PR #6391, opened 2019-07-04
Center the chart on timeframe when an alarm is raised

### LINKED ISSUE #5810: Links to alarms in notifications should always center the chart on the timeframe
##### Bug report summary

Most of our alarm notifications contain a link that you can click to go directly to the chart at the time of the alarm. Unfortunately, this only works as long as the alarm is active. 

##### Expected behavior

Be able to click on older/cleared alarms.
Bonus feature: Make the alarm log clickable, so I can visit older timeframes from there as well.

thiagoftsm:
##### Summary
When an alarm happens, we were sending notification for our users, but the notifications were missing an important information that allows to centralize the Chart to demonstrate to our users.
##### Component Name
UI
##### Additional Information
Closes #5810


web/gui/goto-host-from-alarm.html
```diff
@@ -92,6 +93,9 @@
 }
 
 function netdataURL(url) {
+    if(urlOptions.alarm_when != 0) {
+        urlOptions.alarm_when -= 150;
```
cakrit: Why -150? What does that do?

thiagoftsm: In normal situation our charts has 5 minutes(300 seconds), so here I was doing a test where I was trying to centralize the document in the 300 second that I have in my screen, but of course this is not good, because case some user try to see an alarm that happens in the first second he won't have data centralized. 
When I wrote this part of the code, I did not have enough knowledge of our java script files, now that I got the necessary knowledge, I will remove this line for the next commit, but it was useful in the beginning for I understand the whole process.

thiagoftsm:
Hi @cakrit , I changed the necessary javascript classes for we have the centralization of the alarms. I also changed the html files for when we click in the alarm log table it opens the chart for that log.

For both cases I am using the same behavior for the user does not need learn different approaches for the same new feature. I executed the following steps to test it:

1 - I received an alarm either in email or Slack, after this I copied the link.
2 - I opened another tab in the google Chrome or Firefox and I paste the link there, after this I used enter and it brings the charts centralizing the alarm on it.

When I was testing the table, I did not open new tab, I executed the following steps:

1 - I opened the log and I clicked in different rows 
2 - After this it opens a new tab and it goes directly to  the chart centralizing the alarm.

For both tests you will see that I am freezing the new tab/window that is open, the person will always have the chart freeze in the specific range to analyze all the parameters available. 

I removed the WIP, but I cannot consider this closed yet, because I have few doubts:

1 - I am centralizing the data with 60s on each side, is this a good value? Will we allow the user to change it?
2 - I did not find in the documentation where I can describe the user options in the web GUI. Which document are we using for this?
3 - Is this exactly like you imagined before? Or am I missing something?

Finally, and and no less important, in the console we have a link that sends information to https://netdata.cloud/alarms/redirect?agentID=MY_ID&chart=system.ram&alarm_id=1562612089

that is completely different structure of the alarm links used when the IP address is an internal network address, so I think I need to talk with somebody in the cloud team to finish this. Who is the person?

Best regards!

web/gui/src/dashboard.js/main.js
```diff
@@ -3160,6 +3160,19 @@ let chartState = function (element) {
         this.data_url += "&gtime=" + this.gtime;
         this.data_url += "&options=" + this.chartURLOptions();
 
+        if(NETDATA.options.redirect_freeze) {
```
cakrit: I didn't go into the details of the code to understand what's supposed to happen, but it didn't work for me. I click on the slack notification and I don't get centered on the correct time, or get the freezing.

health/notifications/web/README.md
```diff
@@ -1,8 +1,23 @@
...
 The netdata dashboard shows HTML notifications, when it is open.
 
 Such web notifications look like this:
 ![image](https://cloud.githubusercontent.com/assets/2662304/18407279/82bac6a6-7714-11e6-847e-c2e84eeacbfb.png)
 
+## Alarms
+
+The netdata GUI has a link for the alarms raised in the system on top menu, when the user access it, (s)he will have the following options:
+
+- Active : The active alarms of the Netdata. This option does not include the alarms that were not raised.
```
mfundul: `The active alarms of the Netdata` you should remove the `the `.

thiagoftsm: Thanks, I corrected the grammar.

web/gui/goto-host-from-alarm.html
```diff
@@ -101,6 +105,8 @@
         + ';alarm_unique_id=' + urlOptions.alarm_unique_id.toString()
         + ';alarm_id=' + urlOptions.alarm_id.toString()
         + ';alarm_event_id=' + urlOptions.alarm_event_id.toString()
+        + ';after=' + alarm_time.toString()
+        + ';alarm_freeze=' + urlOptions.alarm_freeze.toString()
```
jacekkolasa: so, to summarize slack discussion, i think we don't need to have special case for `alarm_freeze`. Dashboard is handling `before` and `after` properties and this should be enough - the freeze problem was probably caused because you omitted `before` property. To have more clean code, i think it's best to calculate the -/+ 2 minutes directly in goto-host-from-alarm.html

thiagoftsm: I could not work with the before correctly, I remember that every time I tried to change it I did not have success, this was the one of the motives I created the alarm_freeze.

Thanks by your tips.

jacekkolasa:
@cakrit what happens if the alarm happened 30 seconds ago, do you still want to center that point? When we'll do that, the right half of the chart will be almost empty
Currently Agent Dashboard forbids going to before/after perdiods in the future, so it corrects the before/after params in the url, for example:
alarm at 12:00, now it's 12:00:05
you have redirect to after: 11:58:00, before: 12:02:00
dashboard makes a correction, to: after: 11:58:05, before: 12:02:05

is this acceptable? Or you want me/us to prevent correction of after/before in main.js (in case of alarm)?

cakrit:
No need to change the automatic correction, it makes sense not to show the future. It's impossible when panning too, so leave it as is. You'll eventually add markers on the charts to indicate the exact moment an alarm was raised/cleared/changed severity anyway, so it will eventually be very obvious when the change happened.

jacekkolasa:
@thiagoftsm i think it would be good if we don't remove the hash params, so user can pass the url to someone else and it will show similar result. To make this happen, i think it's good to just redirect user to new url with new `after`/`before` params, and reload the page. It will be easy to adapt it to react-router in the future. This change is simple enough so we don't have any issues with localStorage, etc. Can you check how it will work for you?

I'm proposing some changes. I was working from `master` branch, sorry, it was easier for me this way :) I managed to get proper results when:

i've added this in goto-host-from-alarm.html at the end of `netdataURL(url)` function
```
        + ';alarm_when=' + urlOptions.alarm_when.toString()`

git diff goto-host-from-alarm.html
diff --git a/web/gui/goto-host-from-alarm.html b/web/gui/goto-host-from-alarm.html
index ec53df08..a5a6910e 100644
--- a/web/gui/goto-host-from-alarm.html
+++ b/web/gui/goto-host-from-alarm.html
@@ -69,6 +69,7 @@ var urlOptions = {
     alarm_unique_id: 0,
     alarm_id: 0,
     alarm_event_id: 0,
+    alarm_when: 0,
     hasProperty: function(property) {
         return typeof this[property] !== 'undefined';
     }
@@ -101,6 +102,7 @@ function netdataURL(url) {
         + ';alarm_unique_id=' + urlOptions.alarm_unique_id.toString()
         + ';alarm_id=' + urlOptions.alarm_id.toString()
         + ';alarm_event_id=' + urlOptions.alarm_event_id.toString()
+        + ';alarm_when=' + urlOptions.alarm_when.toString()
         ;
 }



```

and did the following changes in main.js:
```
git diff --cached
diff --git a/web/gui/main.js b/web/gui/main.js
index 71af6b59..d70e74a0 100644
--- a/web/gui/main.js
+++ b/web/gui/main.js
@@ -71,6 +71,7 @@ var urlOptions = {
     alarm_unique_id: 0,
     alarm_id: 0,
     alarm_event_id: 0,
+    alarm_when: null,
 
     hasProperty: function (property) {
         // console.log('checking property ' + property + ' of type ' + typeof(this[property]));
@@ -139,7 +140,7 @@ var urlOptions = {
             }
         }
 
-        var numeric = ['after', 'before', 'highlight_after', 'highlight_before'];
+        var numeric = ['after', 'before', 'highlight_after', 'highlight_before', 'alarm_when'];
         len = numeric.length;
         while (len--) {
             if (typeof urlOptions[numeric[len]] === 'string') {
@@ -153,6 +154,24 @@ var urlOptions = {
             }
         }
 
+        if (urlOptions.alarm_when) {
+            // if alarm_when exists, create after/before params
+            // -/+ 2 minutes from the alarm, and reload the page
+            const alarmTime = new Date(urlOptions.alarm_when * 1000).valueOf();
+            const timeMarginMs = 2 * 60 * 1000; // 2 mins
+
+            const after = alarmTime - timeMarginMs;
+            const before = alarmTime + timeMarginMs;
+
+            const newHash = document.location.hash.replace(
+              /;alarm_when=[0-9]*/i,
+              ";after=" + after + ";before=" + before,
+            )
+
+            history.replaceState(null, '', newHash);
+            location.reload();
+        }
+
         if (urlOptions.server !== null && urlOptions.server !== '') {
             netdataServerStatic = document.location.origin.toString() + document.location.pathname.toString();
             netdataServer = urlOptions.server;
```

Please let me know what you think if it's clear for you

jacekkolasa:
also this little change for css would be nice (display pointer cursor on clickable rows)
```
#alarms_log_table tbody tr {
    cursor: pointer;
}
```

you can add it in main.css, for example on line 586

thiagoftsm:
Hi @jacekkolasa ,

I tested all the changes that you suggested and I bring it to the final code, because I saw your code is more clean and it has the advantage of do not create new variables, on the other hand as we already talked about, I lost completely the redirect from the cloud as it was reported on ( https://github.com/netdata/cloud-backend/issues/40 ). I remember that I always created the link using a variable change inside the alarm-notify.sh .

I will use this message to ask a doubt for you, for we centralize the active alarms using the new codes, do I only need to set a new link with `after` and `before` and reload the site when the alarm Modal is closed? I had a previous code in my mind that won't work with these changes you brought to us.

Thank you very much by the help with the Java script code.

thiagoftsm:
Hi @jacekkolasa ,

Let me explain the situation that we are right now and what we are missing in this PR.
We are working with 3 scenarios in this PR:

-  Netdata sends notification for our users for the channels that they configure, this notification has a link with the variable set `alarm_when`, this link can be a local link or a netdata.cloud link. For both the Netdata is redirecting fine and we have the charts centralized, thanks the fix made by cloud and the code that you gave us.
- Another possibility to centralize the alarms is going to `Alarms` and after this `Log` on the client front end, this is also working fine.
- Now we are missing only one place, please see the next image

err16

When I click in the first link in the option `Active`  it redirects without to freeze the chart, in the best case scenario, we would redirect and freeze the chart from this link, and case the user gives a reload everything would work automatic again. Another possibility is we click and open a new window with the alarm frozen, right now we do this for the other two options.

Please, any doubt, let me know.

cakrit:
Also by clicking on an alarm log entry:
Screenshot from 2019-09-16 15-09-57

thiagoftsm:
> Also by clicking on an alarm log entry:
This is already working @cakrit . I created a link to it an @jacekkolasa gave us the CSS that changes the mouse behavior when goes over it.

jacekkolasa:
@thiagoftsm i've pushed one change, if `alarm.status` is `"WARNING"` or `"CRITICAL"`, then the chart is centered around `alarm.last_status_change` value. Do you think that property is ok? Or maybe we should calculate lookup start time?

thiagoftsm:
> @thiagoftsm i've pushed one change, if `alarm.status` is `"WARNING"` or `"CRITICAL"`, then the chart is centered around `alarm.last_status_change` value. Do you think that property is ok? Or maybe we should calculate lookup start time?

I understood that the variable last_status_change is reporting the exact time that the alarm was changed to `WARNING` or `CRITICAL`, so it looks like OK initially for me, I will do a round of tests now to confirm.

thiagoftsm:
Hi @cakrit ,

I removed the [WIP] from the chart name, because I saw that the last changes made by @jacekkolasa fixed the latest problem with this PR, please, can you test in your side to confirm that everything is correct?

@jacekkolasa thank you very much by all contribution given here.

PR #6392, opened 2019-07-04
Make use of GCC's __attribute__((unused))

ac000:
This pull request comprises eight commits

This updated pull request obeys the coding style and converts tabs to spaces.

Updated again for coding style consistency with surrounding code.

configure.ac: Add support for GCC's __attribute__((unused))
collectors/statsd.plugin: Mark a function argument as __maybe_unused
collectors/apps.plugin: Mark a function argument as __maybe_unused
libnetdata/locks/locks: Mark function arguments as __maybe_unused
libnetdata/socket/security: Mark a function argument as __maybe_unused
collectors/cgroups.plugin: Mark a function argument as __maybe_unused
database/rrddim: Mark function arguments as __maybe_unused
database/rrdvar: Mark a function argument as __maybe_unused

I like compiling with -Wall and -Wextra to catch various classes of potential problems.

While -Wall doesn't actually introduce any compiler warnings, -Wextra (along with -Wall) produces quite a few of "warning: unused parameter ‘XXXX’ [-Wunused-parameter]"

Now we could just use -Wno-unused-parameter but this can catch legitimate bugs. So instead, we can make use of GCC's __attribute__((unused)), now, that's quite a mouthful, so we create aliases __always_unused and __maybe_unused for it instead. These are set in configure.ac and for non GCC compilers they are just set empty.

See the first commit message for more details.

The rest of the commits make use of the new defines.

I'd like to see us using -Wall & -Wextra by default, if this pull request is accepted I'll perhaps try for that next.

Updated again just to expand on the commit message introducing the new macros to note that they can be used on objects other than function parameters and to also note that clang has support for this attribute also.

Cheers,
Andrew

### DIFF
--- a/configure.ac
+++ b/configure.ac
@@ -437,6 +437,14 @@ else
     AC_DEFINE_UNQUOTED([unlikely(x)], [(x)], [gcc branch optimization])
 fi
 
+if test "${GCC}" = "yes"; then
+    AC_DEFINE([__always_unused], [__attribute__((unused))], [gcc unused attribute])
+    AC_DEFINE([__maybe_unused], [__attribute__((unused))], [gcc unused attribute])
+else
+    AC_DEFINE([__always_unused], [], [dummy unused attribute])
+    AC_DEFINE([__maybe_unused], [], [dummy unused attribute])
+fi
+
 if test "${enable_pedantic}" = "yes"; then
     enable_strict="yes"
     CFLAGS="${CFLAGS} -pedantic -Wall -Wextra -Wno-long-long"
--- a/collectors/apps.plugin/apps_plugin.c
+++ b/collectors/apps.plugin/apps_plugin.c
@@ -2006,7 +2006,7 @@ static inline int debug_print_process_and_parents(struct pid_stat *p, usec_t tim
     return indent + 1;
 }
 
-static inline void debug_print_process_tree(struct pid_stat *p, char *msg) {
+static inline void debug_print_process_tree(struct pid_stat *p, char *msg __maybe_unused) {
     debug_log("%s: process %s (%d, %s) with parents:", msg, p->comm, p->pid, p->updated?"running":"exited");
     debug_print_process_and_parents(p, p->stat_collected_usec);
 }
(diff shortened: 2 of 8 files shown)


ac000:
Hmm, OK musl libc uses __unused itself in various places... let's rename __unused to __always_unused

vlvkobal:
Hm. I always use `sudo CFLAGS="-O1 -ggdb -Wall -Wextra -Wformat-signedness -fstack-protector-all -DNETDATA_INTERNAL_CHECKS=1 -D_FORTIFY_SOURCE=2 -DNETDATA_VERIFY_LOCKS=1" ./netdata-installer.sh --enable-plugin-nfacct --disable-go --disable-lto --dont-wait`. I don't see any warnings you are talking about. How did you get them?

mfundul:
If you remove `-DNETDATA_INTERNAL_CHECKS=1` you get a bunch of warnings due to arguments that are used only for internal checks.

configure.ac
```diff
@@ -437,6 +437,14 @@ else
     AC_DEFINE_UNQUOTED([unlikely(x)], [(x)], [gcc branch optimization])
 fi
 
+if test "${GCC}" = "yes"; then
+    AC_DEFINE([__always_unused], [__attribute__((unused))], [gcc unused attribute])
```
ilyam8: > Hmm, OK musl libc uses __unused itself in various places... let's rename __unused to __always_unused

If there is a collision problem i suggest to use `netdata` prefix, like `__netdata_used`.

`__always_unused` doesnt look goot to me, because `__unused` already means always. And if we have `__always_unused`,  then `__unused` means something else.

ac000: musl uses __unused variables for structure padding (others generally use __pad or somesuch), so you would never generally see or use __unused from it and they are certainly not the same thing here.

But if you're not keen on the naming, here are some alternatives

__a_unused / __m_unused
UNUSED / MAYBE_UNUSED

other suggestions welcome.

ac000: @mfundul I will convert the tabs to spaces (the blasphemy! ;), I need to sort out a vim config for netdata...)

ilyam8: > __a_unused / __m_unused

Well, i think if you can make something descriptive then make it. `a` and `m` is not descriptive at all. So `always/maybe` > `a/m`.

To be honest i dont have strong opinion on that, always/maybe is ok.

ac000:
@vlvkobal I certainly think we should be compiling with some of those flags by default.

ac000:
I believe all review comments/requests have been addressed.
----
**Directions**
Which lines of the listing contain the string "commits"? Copy every one of them.

**Exercise result**
This pull request comprises eight commits
The rest of the commits make use of the new defines.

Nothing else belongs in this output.